In my account it says 90,000 TPM. Also, I’m using gpt-4 for all of my requests. Since this model allows only 40,000 TPM, would a potential rate-limiting mitigation strategy be to switch to a different gpt-4 level model such as gpt-4-0314 to give my organization access to an additional 40,000 TPM? Or, is the 40,000 TPM limit for any of the gpt-4 models?
Thanks so much!
Hi and welcome to the Developer Forum!
The rate limits are per organisation, so swapping models would not help in this situation. You’re not the first to have thought of it
I understand that the rates are per organization, but if I have 90,000 TPM for chat models for my organization, can I use up 40,000 TPM for gpt-4 and then use up another 40,000 TPM for a different gpt-4 model (gpt-4-0314). Does that make more sense?
The rate limits cannot be cross-model, as there are different TPM across different classes of model.
You can look at the decreasing rate limit count in the headers of requests to see which specific models would affect the counts of others.

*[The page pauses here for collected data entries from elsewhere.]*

PR #855, opened 2024-01-18
fix(client) Correctly pass the CONTAINER_NAME to the cli "status" command

samwillis:
This ensures the status command correctly shows the containers for the current project.

### DIFF
--- a/clients/typescript/src/cli/docker-commands/command-status.ts
+++ b/clients/typescript/src/cli/docker-commands/command-status.ts
@@ -7,7 +7,7 @@ export function makeStatusCommand() {
     .description(
       'Show status of the ElectricSQL sync service docker containers'
     )
-    .action(async () => {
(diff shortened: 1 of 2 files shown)


clients/typescript/src/cli/docker-commands/command-status.ts
```diff
@@ -1,14 +1,18 @@
...
+import { getConfig, Config } from '../config'
 import { dockerCompose } from './docker-utils'
 
 export function makeStatusCommand() {
   return new Command('status')
     .description(
       'Show status of the ElectricSQL sync service docker containers'
     )
-    .action(status)
+    .action(async () => {
```
kevin-dp, line 10: Can probably remove `async` as the function does not use async/await.

kevin-dp (approved):

PR #856, opened 2024-01-18
chore(client) Pull latest images for tag when running cli 'start' command

samwillis:
If the pull fails, for example the user is offline, it will continue anyway.

Thanks to @davidmartos96 for the suggestion.

### DIFF
--- a/.changeset/chatty-kings-beg.md
+++ b/.changeset/chatty-kings-beg.md
@@ -1,0 +1,5 @@
+---
+"electric-sql": patch
+---
+
+Pull latest images for tag when running cli 'start' command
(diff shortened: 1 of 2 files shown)


alco:
I'd find it suprising in a bad way if I had a project that used to work before and then one sunny day it would stop working due to the automatic upgrade of one of its components.

I'd argue against this change because such behaviour would be unlike anything else developers have to deal with: Docker doesn't pull newer versions of images, npm doesn't try to install new dependency versions when you run `npm run start`, Git doesn't pull the branch from origin when it is checked out locally and so on.

samwillis:
@alco hmm, I think you could be right. Maybe we need a "pull-docker" command... (we want to keep the cli small though!!)

PR #859, opened 2024-01-19
fix(electric): Implement support for AuthenticationMD5Password upstream auth method

alco:
Fixes VAX-1553.

@magnetised I would appreciate any guidance on how to best test support for specific upstream messages in the proxy. Maybe we should also unit-test the SSL upgrade that I recently implemented there.

### DIFF
--- a/components/electric/lib/electric/postgres/proxy/upstream_connection.ex
+++ b/components/electric/lib/electric/postgres/proxy/upstream_connection.ex
@@ -187,6 +187,15 @@ defmodule Electric.Postgres.Proxy.UpstreamConnection do
     %{state | sasl: nil}
   end
 
+  defp handle_backend_msg(%msg_type{} = msg, _state)
+       when msg_type in [M.AuthenticationKerberosV5, M.AuthenticationGSS, M.AuthenticationSSPI] do
+    error_msg = "Proxy's upstream connection requested unsupported authentication method:"
+    error_val = inspect(msg, pretty: true)
+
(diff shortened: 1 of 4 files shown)


components/electric/lib/electric/postgres/proxy/upstream_connection.ex
```diff
@@ -206,4 +226,17 @@ defmodule Electric.Postgres.Proxy.UpstreamConnection do
...
+    :crypto.hash(:md5, iodata) |> bin_to_hex()
+  end
+
+  defp bin_to_hex(""), do: ""
+
+  defp bin_to_hex(<<hi::4, lo::4>> <> rest) do
+    <<hex_char(hi), hex_char(lo)>> <> bin_to_hex(rest)
+  end
+
+  defp hex_char(num) when num in 0..9, do: ?0 + num
```
icehaunter, line 240: why not `Integer.to_string(num, 16)`? Speed hardly matters here for 2 chars?

icehaunter: Actually, sorry, the entire `bin_to_hex` is replaceable with [`Base.encode16/2`](https://hexdocs.pm/elixir/Base.html#encode16/2)

icehaunter (approved):
LGTM with one nitpick, we should probs use a built-in functions

components/electric/lib/electric/postgres/proxy/upstream_connection.ex
alco: Perfect! Thanks!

Yes, it makes perfect sense, but the Rate limit will still kick in at 40k regardless of if you swap model from “gpt-4” to “gpt-0314” or any variation thereof. The whole point of rate limits is to ensure the system remains performant for everyone, so there is a lot of load balancing and careful allocation of new resources to new applications going on, bypassing this would cause problems for everyone.
Got it! And if I switch to a different model altogether such as 3.5, would I able to use those additional TPM up to my total allotted 90K TPM?
I’ve not actually tried, but that would seem reasonable and in keeping with the documentation.